Stored data entries =>
= = = =

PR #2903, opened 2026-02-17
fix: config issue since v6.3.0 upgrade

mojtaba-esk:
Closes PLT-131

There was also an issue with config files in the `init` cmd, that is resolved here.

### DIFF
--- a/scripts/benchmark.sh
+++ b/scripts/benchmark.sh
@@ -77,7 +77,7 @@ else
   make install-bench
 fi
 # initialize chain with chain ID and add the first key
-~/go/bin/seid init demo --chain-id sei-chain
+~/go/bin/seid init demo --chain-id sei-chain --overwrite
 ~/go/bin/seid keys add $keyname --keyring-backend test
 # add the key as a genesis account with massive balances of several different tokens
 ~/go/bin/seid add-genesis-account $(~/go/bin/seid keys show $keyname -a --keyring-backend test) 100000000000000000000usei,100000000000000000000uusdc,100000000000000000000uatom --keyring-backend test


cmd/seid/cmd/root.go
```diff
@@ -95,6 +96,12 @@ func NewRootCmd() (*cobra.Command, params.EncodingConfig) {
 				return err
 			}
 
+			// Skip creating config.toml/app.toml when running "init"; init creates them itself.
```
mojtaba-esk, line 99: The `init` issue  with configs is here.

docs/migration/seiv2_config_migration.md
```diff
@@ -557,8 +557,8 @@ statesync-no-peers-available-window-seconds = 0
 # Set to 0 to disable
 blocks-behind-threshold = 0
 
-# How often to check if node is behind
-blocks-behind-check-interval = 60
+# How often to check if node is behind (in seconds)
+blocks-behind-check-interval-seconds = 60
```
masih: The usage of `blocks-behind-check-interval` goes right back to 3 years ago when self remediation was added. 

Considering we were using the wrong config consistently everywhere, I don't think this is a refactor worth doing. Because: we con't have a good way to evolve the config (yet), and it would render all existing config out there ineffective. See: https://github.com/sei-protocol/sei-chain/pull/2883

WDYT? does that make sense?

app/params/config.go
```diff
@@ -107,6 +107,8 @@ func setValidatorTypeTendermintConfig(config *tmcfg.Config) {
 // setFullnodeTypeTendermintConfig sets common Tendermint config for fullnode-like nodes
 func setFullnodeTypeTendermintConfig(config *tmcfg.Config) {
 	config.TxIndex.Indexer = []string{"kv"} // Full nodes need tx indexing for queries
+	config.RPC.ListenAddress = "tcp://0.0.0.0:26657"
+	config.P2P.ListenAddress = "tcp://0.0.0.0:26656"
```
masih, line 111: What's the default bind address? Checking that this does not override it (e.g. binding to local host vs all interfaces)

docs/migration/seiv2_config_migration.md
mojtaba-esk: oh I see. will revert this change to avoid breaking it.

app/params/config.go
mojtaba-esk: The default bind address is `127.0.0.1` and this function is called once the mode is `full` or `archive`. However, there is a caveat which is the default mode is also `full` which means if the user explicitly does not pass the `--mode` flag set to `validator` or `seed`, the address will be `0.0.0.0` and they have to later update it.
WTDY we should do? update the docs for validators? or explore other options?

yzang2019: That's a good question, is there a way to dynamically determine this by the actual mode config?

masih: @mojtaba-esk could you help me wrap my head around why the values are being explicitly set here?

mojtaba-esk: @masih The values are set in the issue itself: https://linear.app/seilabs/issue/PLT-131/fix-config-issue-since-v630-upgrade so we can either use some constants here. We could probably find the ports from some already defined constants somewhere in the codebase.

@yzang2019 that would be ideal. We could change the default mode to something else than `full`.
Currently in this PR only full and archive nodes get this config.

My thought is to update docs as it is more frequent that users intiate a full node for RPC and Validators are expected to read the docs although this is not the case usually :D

= = = =

The entries above should be set down again exactly as they appear.

Worked solution =>
PR #2903, opened 2026-02-17
fix: config issue since v6.3.0 upgrade

mojtaba-esk:
Closes PLT-131

There was also an issue with config files in the `init` cmd, that is resolved here.

### DIFF
--- a/scripts/benchmark.sh
+++ b/scripts/benchmark.sh
@@ -77,7 +77,7 @@ else
   make install-bench
 fi
 # initialize chain with chain ID and add the first key
-~/go/bin/seid init demo --chain-id sei-chain
+~/go/bin/seid init demo --chain-id sei-chain --overwrite
 ~/go/bin/seid keys add $keyname --keyring-backend test
 # add the key as a genesis account with massive balances of several different tokens
 ~/go/bin/seid add-genesis-account $(~/go/bin/seid keys show $keyname -a --keyring-backend test) 100000000000000000000usei,100000000000000000000uusdc,100000000000000000000uatom --keyring-backend test


cmd/seid/cmd/root.go
```diff
@@ -95,6 +96,12 @@ func NewRootCmd() (*cobra.Command, params.EncodingConfig) {
 				return err
 			}
 
+			// Skip creating config.toml/app.toml when running "init"; init creates them itself.
```
mojtaba-esk, line 99: The `init` issue  with configs is here.

docs/migration/seiv2_config_migration.md
```diff
@@ -557,8 +557,8 @@ statesync-no-peers-available-window-seconds = 0
 # Set to 0 to disable
 blocks-behind-threshold = 0
 
-# How often to check if node is behind
-blocks-behind-check-interval = 60
+# How often to check if node is behind (in seconds)
+blocks-behind-check-interval-seconds = 60
```
masih: The usage of `blocks-behind-check-interval` goes right back to 3 years ago when self remediation was added. 

Considering we were using the wrong config consistently everywhere, I don't think this is a refactor worth doing. Because: we con't have a good way to evolve the config (yet), and it would render all existing config out there ineffective. See: https://github.com/sei-protocol/sei-chain/pull/2883

WDYT? does that make sense?

app/params/config.go
```diff
@@ -107,6 +107,8 @@ func setValidatorTypeTendermintConfig(config *tmcfg.Config) {
 // setFullnodeTypeTendermintConfig sets common Tendermint config for fullnode-like nodes
 func setFullnodeTypeTendermintConfig(config *tmcfg.Config) {
 	config.TxIndex.Indexer = []string{"kv"} // Full nodes need tx indexing for queries
+	config.RPC.ListenAddress = "tcp://0.0.0.0:26657"
+	config.P2P.ListenAddress = "tcp://0.0.0.0:26656"
```
masih, line 111: What's the default bind address? Checking that this does not override it (e.g. binding to local host vs all interfaces)

docs/migration/seiv2_config_migration.md
mojtaba-esk: oh I see. will revert this change to avoid breaking it.

app/params/config.go
mojtaba-esk: The default bind address is `127.0.0.1` and this function is called once the mode is `full` or `archive`. However, there is a caveat which is the default mode is also `full` which means if the user explicitly does not pass the `--mode` flag set to `validator` or `seed`, the address will be `0.0.0.0` and they have to later update it.
WTDY we should do? update the docs for validators? or explore other options?

yzang2019: That's a good question, is there a way to dynamically determine this by the actual mode config?

masih: @mojtaba-esk could you help me wrap my head around why the values are being explicitly set here?

mojtaba-esk: @masih The values are set in the issue itself: https://linear.app/seilabs/issue/PLT-131/fix-config-issue-since-v630-upgrade so we can either use some constants here. We could probably find the ports from some already defined constants somewhere in the codebase.

@yzang2019 that would be ideal. We could change the default mode to something else than `full`.
Currently in this PR only full and archive nodes get this config.

My thought is to update docs as it is more frequent that users intiate a full node for RPC and Validators are expected to read the docs although this is not the case usually :D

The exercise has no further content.